--- START ---

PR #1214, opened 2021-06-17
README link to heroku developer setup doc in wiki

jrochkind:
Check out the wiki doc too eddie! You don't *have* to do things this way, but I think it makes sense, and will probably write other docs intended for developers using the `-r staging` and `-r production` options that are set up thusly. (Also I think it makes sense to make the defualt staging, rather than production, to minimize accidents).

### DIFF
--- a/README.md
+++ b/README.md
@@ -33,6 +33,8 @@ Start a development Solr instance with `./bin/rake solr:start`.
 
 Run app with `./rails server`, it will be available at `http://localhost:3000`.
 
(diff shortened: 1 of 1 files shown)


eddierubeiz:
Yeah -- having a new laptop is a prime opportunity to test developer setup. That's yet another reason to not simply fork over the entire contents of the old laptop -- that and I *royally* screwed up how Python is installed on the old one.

--- END ---

▸ **Work item**:
Extract all lines from the data in which "that" is found.

▸ **Answer to the problem**:
Check out the wiki doc too eddie! You don't *have* to do things this way, but I think it makes sense, and will probably write other docs intended for developers using the `-r staging` and `-r production` options that are set up thusly. (Also I think it makes sense to make the defualt staging, rather than production, to minimize accidents).
Yeah -- having a new laptop is a prime opportunity to test developer setup. That's yet another reason to not simply fork over the entire contents of the old laptop -- that and I *royally* screwed up how Python is installed on the old one.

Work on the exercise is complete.